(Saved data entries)
PR #1128, opened 2026-08-21
feat(vegalite): give a label layer's names to the points it labels

### LINKED ISSUE #1124: A Vega-Lite `text` mark is unread, so a labelled scatter announces nothing at all

jooyoungseo:
Closes #1124 — the follow-up that issue recorded and #1125 deliberately left out.

## What was missing

Vega-Lite labels a scatter with a layer pair on the same two channels:

```json
"layer": [
  {"mark": "point", "encoding": {"x": {"field": "area"}, "y": {"field": "pop"}}},
  {"mark": "text",  "encoding": {"x": {"field": "area"}, "y": {"field": "pop"},
                                 "text": {"field": "city"}}}
]
```

#1125 declined the label layer, which stopped the figure announcing two scatters over one set of points. But declining is not reading: it left the chart exactly as it had always been — a scatter whose points are nameless — and those names are the whole reason the second layer was written. As `ScatterPoint.label`'s own doc puts it, a reader told "x is 2.3, y is 14.1" has been given the two numbers they can already sense the shape of and withheld the one thing they came for.

Measured before: `[{x: 10, y: 3}, {x: 20, y: 5}]`. After: `[{x: 10, y: 3, label: 'Aa'}, {x: 20, y: 5, label: 'Bb'}]`.

## How

`labelsAnotherLayer` becomes `labelOverlays`, reporting not only which `text` layers to skip but **which layer each one labels**, so that layer is converted carrying the `text` channel.

Named after the Observable adapter's function for the same job. That one pairs labels to points by DOM geometry because Plot hands it no data; here the spec says outright which rows both layers draw, so they pair by field — no tolerance, no measuring.

From there nothing new was needed: `extractScatterData` already fills `ScatterPoint.label` from `encoding.text`, which is how a standalone `text` mark gets its names. The overlay now reaches the same field by the same route.

Order-independent, like the decline it replaces — a spec that draws labels behind their marks reads identically.

## What still declines

| shape | behaviour |
| --- | --- |
| `bar` + `text` on a categorical axis | declined, bar payload unchanged |
| `line` + `text` | declined, line unchanged |
| `text` overlay with no `text` field | declined, points gain no empty name |
| standalone labelled scatter | unchanged (#1125) |

A bar's `text` writes the bar's own value, which the bar already announces — the reason #1124 gave for keeping that one declined.

## A guard I wrote and removed

I first guarded the move on `resolveTraceType(...) === TraceType.SCATTER`, so names only travelled to a layer that could hold them. Mutation testing showed **no test could distinguish it from its absence** — `encoding.text` has exactly two readers (`resolveTraceType`'s `text` case, unreachable for a non-`text` mark, and `extractScatterData`), so a `bar` or `line` handed the channel simply ignores it.

Rather than ship a branch nothing exercises, I removed it and let the bar and line tests pin the *outcome*. If another extractor ever starts reading `encoding.text`, those are the tests that go red. That's noted in the code so the next reader doesn't re-add it.

## Verification

`lint:fix`, `type-check`, `build` clean. Full suite `5421 passed` + `137 passed`.

Mutation: replacing `names.set(at, labels.text)` with a no-op — i.e. reverting to #1125's decline-only behaviour — fails exactly the two tests that assert the names arrive, and nothing else.

---

### DIFF
--- a/src/adapters/vegalite/converters.ts
+++ b/src/adapters/vegalite/converters.ts
@@ -1132,8 +1132,8 @@ function resolveTraceType(
     // standing at the same place.
     //
     // A `text` with no `text` channel draws nothing to read, and a `text`
-    // layer that labels another layer is declined before this runs -- see
-    // `labelsAnotherLayer`.
+    // layer that labels another layer is claimed before this runs, its names
+    // handed to the layer it labels -- see `labelOverlays`.
     case 'text':
       if (!hasField(encoding?.text))
         return null;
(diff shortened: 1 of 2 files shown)


jooyoungseo:
Pushed `b02c8542`. Both doc findings were mine and both are fixed; the third turned into a test.

**#1 and #2 — stale after the rename.** Correct on both counts. `resolveTraceType`'s `text` case pointed at `labelsAnotherLayer`, and the function's own JSDoc still described the signature it had before this change — an `index` parameter it no longer takes, a boolean it no longer returns. `grep -rn labelsAnotherLayer src/ test/` is now empty. The JSDoc is rewritten to describe what it actually does and returns, including that the channel is handed over whatever the labelled mark is, with the reason at the assignment rather than duplicated in two places.

**The two-`text`-layers observation.** I measured it rather than take it as read, and it behaves exactly as you described:

```
layer: [point, text(n1), text(n2)]
→ types=["point"]  data=[{x: 1, y: 2, label: "second"}]
```

Both label layers are claimed, so the figure is one layer rather than three — no double-announcement — and `names` being keyed by the *labelled* layer means the later one wins. Now pinned by a test and stated in the JSDoc. Not reconciling it: "which of two names is the name" has no right answer, and silently concatenating or picking the first would each be inventing one. Better to have the behaviour known than tidy.

`lint:fix` / `type-check` clean, full suite `5422 passed` + `137 passed`.

On the verification note — understood, and it's worth saying that your static trace caught two things my green test suite could not, which is exactly the split that makes both worth having.

---

PR #1133, opened 2026-08-23
feat(grammar): give a band with bounds and no estimate a shape to be read as

### LINKED ISSUE #1047: A band with bounds and no estimate has no shape in the grammar (Highcharts arearange)
Found while measuring the Highcharts area family for #1046. Three series types
emit no layers at all; `streamgraph` was a missing bucket entry and is fixed
there. `arearange` is not — it is a shape the grammar cannot express.

## Measured

Real Highcharts 11 plus `highcharts-more.js` in Chromium, driven through
`highchartsToMaidr`:

| chart | `series.type` | layers emitted |
|---|---|---|
| `arearange`, data `[[5,15],[30,50],[12,28],[22,38]]` | `arearange` | **none** |
| `areasplinerange`, same data | `areasplinerange` | **none** |
| `polygon` | `polygon` | **none** |

`polygon` is a shape mark with no statistical reading, and declining it is the
right answer. The two range types are not.

## Why a bucket entry will not do

An `arearange` point is `[low, high]` — a band with two bounds and **nothing
between them**. Every existing interval shape in the grammar carries an
estimate:

```ts
export interface ErrorBarPoint {
  x: number | string;
  /** The estimate itself: a mean, a median, a fitted value. */
  y: number;
  yMin?: number;
  yMax?: number;
  z?: string;
}
```

`y` is required, and the three obvious ways to satisfy it are all wrong:

- **Midpoint** — `(low + high) / 2` is a number the chart never draws. A
  reader who hears "10" at a column drawn from 5 to 15 has been told something
  false, which is worse than being told nothing.
- **`low` or `high`** — picks one bound and announces it as the estimate,
  losing the other and implying a point reading the chart does not make.
- **Read it as a `gantt`** — the point shape nearly fits (an interval per
  position), but the *reading* does not: a gantt announces "this lane runs from
  a to b", and an `arearange` is one continuous band over a continuous axis,
  not a schedule of lanes.

This is the same class of question #942 settled for grouped error bars — a
shape the data has and the grammar did not — and it wants the same treatment
rather than a coercion at the adapter.

## The recommendation, and why it is not just done here

Relax `ErrorBarPoint.y` to optional and have `ErrorBarTrace` announce the
interval alone when there is no estimate.

The reason this is a maintainer's call rather than a change to make on its own:
**`ForestPoint extends ErrorBarPoint`**, and a forest plot's estimate is not
optional — the whole reading is whether the interval crosses the null
*relative to the estimate*. Relaxing the parent silently removes a guarantee
the child depends on, so the change is either

- a separate point shape for a band with no estimate, or
- an optional `y` on the parent with `ForestPoint` re-declaring it required,

and which of those is right is a statement about the grammar rather than about
Highcharts. Thirteen files reference `ErrorBarPoint` today.

There is also a sonification question worth deciding at the same time: with no
estimate there is no obvious pitch. Sweeping the band, or pitching its midpoint
while announcing only the bounds, are both defensible — a pitch is a positional
cue rather than a claimed number — but that is a design choice, not something
to infer.

## Who else draws this

Not only Highcharts. `plotly` has no native band type, but the same shape
arrives from `Plot.areaY` with `y1`/`y2` in Observable, from `geom_ribbon` in
ggplot2, and from `fill_between` without a centre line in matplotlib — all of
which currently either drop the band or attach it to a line that happens to be
in the same layer.

jooyoungseo:
Closes #1047.

Highcharts' `arearange` and `areasplinerange` emitted **no layer at all** — a chart drawn entirely as a band was silent — because every interval shape in the grammar required an estimate, and a band has none.

**This is the decision #1047 reserved, taken as a proposal rather than settled.** The issue set out two candidate shapes and I have implemented the second; if you prefer a separate point type, say so and I will redo it that way. What follows is why this one held up under the compiler and the tests.

## The grammar

`ErrorBarPoint.y` is optional; **`ForestPoint` re-declares it required.**

That is exactly the half the issue named as the reason not to just do it — relaxing the parent would silently remove a guarantee a forest plot depends on, since its whole reading is whether the interval crosses the null *relative to the estimate*. Re-declaring puts the requirement on the shape that has it, and the guarantee then stops being a convention and becomes something the compiler checks.

It immediately earned that: `tsc` found **every** site relying on the parent's promise — three, all building forest rows in the amCharts and Recharts adapters. The issue's "thirteen files reference `ErrorBarPoint`" worry resolved to those three, precisely, rather than by inspection.

None was a runtime gap. Both producers already guarantee an estimate — amCharts `continue`s past a sample without one, Recharts reads it with a total function — so the fix was to *say* so: `EstimatedPoint` names the guarantee at the point where it is enforced, instead of every consumer asserting it.

## The trace

One line, and it is the line the bounds already lived by:

```diff
-    sections = SECTIONS.filter(s => s === 'value' || <was it drawn?>)
+    sections = SECTIONS.filter(s => <was it drawn?>)
```

The estimate now earns its row the same way a bound does. `magnitudeOf` returns `NaN` for an absent estimate exactly as it already did for an absent bound, and every downstream guard (`isMeasured`, the per-row ranges, `valueRow`'s `Math.max(0, …)`) already handled that — the trace was shaped for this before the shape allowed it.

A band walks `lower` then `upper`. The `value` row of `NaN` — a third of every interval announcing nothing, with the pointer entering on it — is gone.

**That answers the sonification question the issue left open by not needing an answer.** With no `value` row there is no invented midpoint to pitch, and the two bounds are themselves positions the chart drew, on the shared scale the trace already builds. Asserted: a band spanning 5–15 and 30–50 pitches from 5 to 50.

## The adapter

`convertRangeSeries` reads `low`/`high` into `yMin`/`yMax` and no `y`.

Deliberately **not** `convertErrorBarSeries`' midpoint fallback. That is defensible for an unlinked whip, which *is* drawn about a centre, so the midpoint is where the chart put the estimate visually. A band is drawn about nothing, and `(low + high) / 2` would be a number the chart never shows — a reader told "10" at a region spanning 5 to 15 has been told something false, which is worse than being told only the two numbers that are true. Asserted directly (`expect(point.y).toBeUndefined()`).

`polygon`, the third silent type #1047 measured, stays declined — a shape mark with no statistical reading.

## Verification

`npm run lint:fix`, `npm run type-check`, `npm run build` all clean. **5429 + 137 tests pass**, up from 5422 + 137.

7 new tests: the band's two rows and their announcements, that there is no third row, that it pitches by its own bounds, both range series types through the real adapter path, the no-invented-estimate assertion, and a one-sided sample carried rather than dropped.

The band tests sit directly beside `omits a bound the data never carries`, which is the same rule read the other way round — the estimate and the bounds now differ in nothing but name.

## Not addressed

The issue's closing note — that `geom_ribbon`, `Plot.areaY` with `y1`/`y2` and `fill_between` without a centre line are the same shape from other producers — is a binding-side change in each of the three repositories. The grammar can now express what they draw; making them emit it is separate work.

---

### DIFF
--- a/e2e_tests/specs/errorbar.spec.ts
+++ b/e2e_tests/specs/errorbar.spec.ts
@@ -73,10 +73,15 @@ test.describe('Error Bar Plot', () => {
 
       expect(points).toHaveLength(3);
       for (const point of points) {
+        // The estimate is optional on the shape since #1047, because a band
+        // may draw only bounds. This chart is not one -- it draws all three,
+        // and asserting so is what makes the two comparisons below mean
+        // something rather than compare against `undefined`.
+        expect(typeof point.y).toBe('number');
         expect(typeof point.yMin).toBe('number');
         expect(typeof point.yMax).toBe('number');
-        expect(point.yMin!).toBeLessThan(point.y);
-        expect(point.y).toBeLessThan(point.yMax!);
+        expect(point.yMin!).toBeLessThan(point.y!);
+        expect(point.y!).toBeLessThan(point.yMax!);
       }
     });
 
--- a/src/adapters/amcharts/declaration.ts
+++ b/src/adapters/amcharts/declaration.ts
@@ -39,7 +39,7 @@ import type {
   VolcanoDeclaration,
 } from '@type/declaration';
 import type {
-  ErrorBarPoint,
+  EstimatedPoint,
   ForestPoint,
   ScatterPoint,
   SurvivalPoint,
@@ -892,7 +892,7 @@ function readBounds(
  */
 export function extractErrorBarSamples(
   declared: AmDeclaredLayer,
-): DeclaredSamples<ErrorBarPoint> {
+): DeclaredSamples<EstimatedPoint> {
   const declaration = declared.declaration as ErrorBarDeclaration;
   const horizontal = isDeclaredHorizontal(declared);
   const misses = explicitRefs(declaration, ['yMin', 'yMax', 'error']);
@@ -901,7 +901,10 @@ export function extractErrorBarSamples(
     : null;
 
   const { value } = valueFields(horizontal);
-  const data: ErrorBarPoint[] = [];
+  // `EstimatedPoint`, because the loop below drops any sample whose estimate
+  // is missing -- so this promises what it already enforces, and a forest row
+  // can be built from it without an assertion (#1047).
+  const data: EstimatedPoint[] = [];
   const items: AmDataItem[] = [];
 
   for (const item of declared.series.dataItems) {
--- a/src/adapters/highcharts/adapter.ts
+++ b/src/adapters/highcharts/adapter.ts
@@ -1579,6 +1579,14 @@ function convertSeries(
       return convertWaterfallSeries(series, containerId);
     case 'errorbar':
       return convertErrorBarSeries(series, chart, containerId);
+    // A band with two bounds and nothing between them. Same `low`/`high`
+    // shape as an error bar and the same trace, minus the estimate -- which
+    // is why these emitted no layer at all until `ErrorBarPoint.y` became
+    // optional (#1047). `areasplinerange` is `arearange` with a smoothed
+    // outline; the curve between the samples is drawing, not data.
+    case 'arearange':
+    case 'areasplinerange':
+      return convertRangeSeries(series, chart, containerId);
     case 'dumbbell':
       return convertDumbbellSeries(series, containerId, options);
     // A gantt series is an xrange with dates and lanes — `GanttSeries` extends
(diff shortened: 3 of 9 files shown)


jooyoungseo:
The review is right, and I reproduced it before fixing rather than taking it on the diff. On the `BAND` fixture, `getExtremaTargets()` returned:

```
Max value at feb = 30
Min value at jan = 5
```

30 is feb's **lower** bound. The chart's highest drawn point is 50, which `this.max` already reports in the description's stats — so "go to max" and the description contradicted each other, and the menu called a bound "value".

Fixed in 69784ece.

**What changed.** The bounds are still not ranked alongside an estimate, for the reason the original docstring gives: widest interval is a different question from largest value. But a band has no estimate for that rule to be *about*, so a new `extremaRowsOf(group)` ranks the estimate row alone when there is an estimate, and every section row together when there is not — the highest and lowest positions the chart actually drew, which is what `this.min`/`this.max` already span.

Each target now carries the section it was found in, so three things follow rather than being patched separately:

- the label names it — `Max upper bound at feb`, and still exactly `Max value at c` where there is an estimate, since `SECTION_LABEL.value` is `'value'`;
- `segment` is the real section instead of an unconditional `'value'`;
- `navigateToExtrema` resolves the row from `target.segment` rather than from the fallback, so the cursor lands on the upper bound it named.

**One thing the review didn't name, which the fix required.** The same-sample check was `lowest.index !== highest.index || lowest.groupIndex !== highest.groupIndex`. A one-sample band's two bounds share both a column and a group while being the two ends of the very spread being reported, so that check would have dropped the minimum and announced a band with no spread at all. It now compares the section too.

**Verification.** Three tests added, and each part of the fix mutation-tested alone against a restored baseline — all five mutations killed:

| mutation | test that failed |
|---|---|
| band branch never taken | ranks a band across both its bounds *(+2)* |
| dedup ignores the section | offers both ends of a one-sample band |
| navigation pins to `valueRow` | lands a band's maximum on its upper bound |
| `segment` always `'value'` | ranks a band *(+1)* |
| label always says "value" | ranks a band across both its bounds |

`npm run lint:fix`, `npm run type-check` and `npm run build` clean; `npm test` → 5436 passed (389 suites) + 137 passed (10 ESM suites).

The stale `valueRow` docstring the review flagged as minor is updated in the same commit: it now says it falls back to `lower` on a band and points at `hasEstimate` for anything that means the estimate specifically.

---

PR #1135, opened 2026-08-23
fix(segmented): stop the mark's tag deciding how a layer pairs with the DOM

jooyoungseo:
Refs #1003. This is **piece 1**, and it is a proposal — the decision the issue reserved, implemented the way the issue itself recommends, with the cost stated so you can redirect it.

Pieces 2 and 3 are already in (`test/model/segmentedDomBranch.test.ts`, and #1115's per-cell grid for Highcharts).

## The change

The two branches were the same code apart from their default, so they collapse into one:

```ts
const isColumnMajor = this.layer.domMapping?.order === 'column';
```

One walk, one default, and **the tag decides nothing**. Three consequences:

1. A library that changes its mark tag between majors — as Highcharts did between v10 and v11, with no change to its DOM order — no longer flips how its cells pair.
2. A mark that is **neither** `<path>` nor `<rect>` gets a pairing instead of falling through both branches and leaving the layer with no highlight at all. Nothing in the tree draws such a mark; a d3 user could, since their DOM is their own.
3. ~80 lines of duplicated walk logic go, which is what made the two defaults drift apart unnoticed in the first place.

## What it retires, stated plainly

Row-major as the single default is what the issue recommends ("Row-major is the better default on the evidence"), and my earlier sweep confirmed it is a no-op for every adapter in the tree. But it is **not** merely aligning two branches that drifted: it retires the default's claim, documented on `groupsRunForward`, that an undeclared producer draws each category's segments bottom-up.

That convention is not lost — it is what `order: 'column'` now says, and `groupsRunForward` still decides which end of such a category the elements start from. What changes is that a producer has to *say* it rather than get it by drawing the right tag. **A producer added tomorrow that draws bottom-up and declares nothing would be right under the old default and wrong under this one.** That is the trade, and it is the reason this was reserved. The one-line revert is `!== 'row'` in place of `=== 'column'`.

## What moved in the suite

Exactly what the issue predicted — three cases, two files, **no adapter test** — plus the neither-tag case, which now pairs rather than reporting nothing:

| case | what it did | what it does now |
|---|---|---|
| `walks a rect-marked layer category by category…` | pinned the asymmetry | replaced by `answers the same whichever tag the marks are` |
| `pairs nothing at all with a mark that is neither` | pinned the silent no-highlight | `pairs a mark that is neither tag like any other` |
| `barGaps`: gap stands aside | inherited the rect default | declares `order: 'column'`; assertion unchanged |
| `diverging`: reads the sides in declared order | inherited the rect default | declares `order: 'column'`; assertions unchanged |

The last two declare rather than move because their subjects are elsewhere. The bar-gap case is about a gap standing aside instead of consuming a real element; the walk is scaffolding. The diverging fixture genuinely draws each band's two bars adjacent — and **I deliberately did not move that onto `DivergingTrace`**, because diverging producers do not agree on a layout: Victory draws series-major and declares nothing, so a trace-level override would have broken it. It stays a fact about the fixture.

## Verification

Applied alone against a restored baseline; all four killed:

| mutation | tests that failed |
|---|---|
| column-major when nothing declared (the old rect default) | 3 |
| a declared `column` never honoured | 4 |
| `groupDirection` ignored within a category | 3 |
| a skipped cell consumes an element anyway | 1 |

`npm run lint:fix`, `npm run type-check` and `npm run build` clean. `npm test` → 5436 passed (389 suites) + 137 passed (10 ESM suites).

---


jooyoungseo:
E2E caught something that changes the evidence in this PR, and I want to correct it plainly rather than leave the original claim standing.

**The claim was wrong.** I said on #1003, and repeated in the PR body, that no producer in the tree relies on the rect branch's column-major default. That was measured **across adapters**, and it holds there. It is not true of the repo as a whole: **authored specs are producers too, and two of this repo's own examples relied on it.**

```
examples/pyramid.html             diverging_bar            <rect>, category-major, nothing declared
examples/normalized-barplot.html  stacked_normalized_bar   <rect>, category-major, nothing declared
```

`pyramid.spec.ts › should light up the bar it just announced, not the one across the axis` failed — the highlight landed at `x=221.8` where the test expects `x=400`, which is a Men bar lit up for a Women announcement. That is exactly the failure that spec exists to catch.

**The second one is the more useful finding.** I did not stop at the failing spec; I swept every inline `maidr` attribute under `examples/`. `normalized-barplot.html` is in the same position — `<rect>`, category-major, bottom-up within each category, nothing declared — and it has **no highlight assertion of its own**, so it would have shipped pairing every cell with somebody else's bar with all 518 e2e tests green. That is precisely the blind spot #814 names: audio, text and braille read from the unaffected side and stay correct.

## What I changed (809e91db)

Both examples now declare `"domMapping": { "order": "column" }` — one line each, and a true statement about the layout they draw.

`test/model/authoredSegmentedDomMapping.test.ts` asks for the declaration outright on every authored segmented layer that hands over a flat selector, rather than inferring each page's DOM order from its SVG. A page whose DOM really is series-major loses nothing by saying so. Falsified by removing one declaration: the test names the offending page and type. Layers handing over a grid of selectors are exempt — a grid names every cell already.

## What this does to the proposal

It does not withdraw it, but it sharpens the trade, and you should weigh the corrected version rather than the one in the PR body:

- **There is no free unification.** Row-major as the single default costs these two authored examples. Column-major as the single default would cost plotly, recharts and victory, which draw `<path>` series-major and declare nothing. Whichever way it goes, somebody declares. Row-major is the cheaper side — two authored pages against three shipping adapters — but it is not zero, and I previously said it was.
- **The two dependents are the hand-authored chart types**, a population pyramid and a 100% stacked bar. That is evidence for reading the default as "a sensible guess for producers who will not declare" rather than "a legacy shape to phase out" — which is the framing you reserved this decision on. It cuts against the change, and I would rather say so than bury it.
- **The tag-dispatch defect is independent of all that.** A mark's tag deciding the strategy, and a mark of any other tag getting no highlight at all, are wrong under either default. If you want the other default, the same collapse works with `!== 'row'` on that one line and these two examples need no declaration.

Verification after the fix: full e2e run locally, **518 passed**; `npm test` → 5438 passed (390 suites) + 137 passed (10 ESM suites); lint, type-check and build clean.

---

jooyoungseo:
Answering the review's one non-blocking question — the `barValues.length === 0` path returning `null` where a `<path>` row-major call used to return `[]`.

**Deliberate**, as part of consolidating a guard that was previously in one branch and not the other: the rect branch had `if (!this.barValues || this.barValues.length === 0) return null;` and the path branch had nothing. With one walk there is one guard, and `null` is the honest answer — `[]` says "resolved a grid, it has no rows", which is not what happened.

**Inert at both consumers**, checked rather than assumed:

- `bar.ts:415` — `!this.highlightValues || this.highlightValues.length === 0` treats them identically.
- `segmented.ts:281` — `this.highlightValues === null || this.row === this.barValues.length - 1`. With `[]`, `barValues.length - 1` is `-1`, `this.row` starts at `0`, so that check passes and the next line reads `[][0]` → `undefined` → the `!rowElements` guard → `outOfBoundsState`. With `null` it returns `outOfBoundsState` one line earlier. Same state, either way.

**And the input is unreachable for this class.** `mapToSvgElements` runs inside `super()` at `bar.ts:150`; `SegmentedTrace`'s constructor then calls `createSummaryLevel()`, which indexes `this.barValues[0].length` at `segmented.ts:37`. An empty `barValues` therefore throws one line after the branch in question, so no `SegmentedTrace` with empty `barValues` is ever successfully constructed. The guard is a cheap statement of an invariant, not a live path — which is also why I dropped the two per-branch guards the review identified as dead (`!this.barValues[r]` and `!this.barValues[0]`): `barValues` is dense by construction at `bar.ts:145`, and `totalExpected`'s `row.length` would throw before either could fire.

No change made for this. If you would rather the guard return `[]` to preserve the older path-branch answer exactly, it is one line — but on the above it would be preserving a value nothing can produce and nothing distinguishes.

---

**Required work**
Copy every line from the records above that contains the string "export".

**Result for this task**
export interface ErrorBarPoint {
 export function extractErrorBarSamples(
@@ -901,7 +901,10 @@ export function extractErrorBarSamples(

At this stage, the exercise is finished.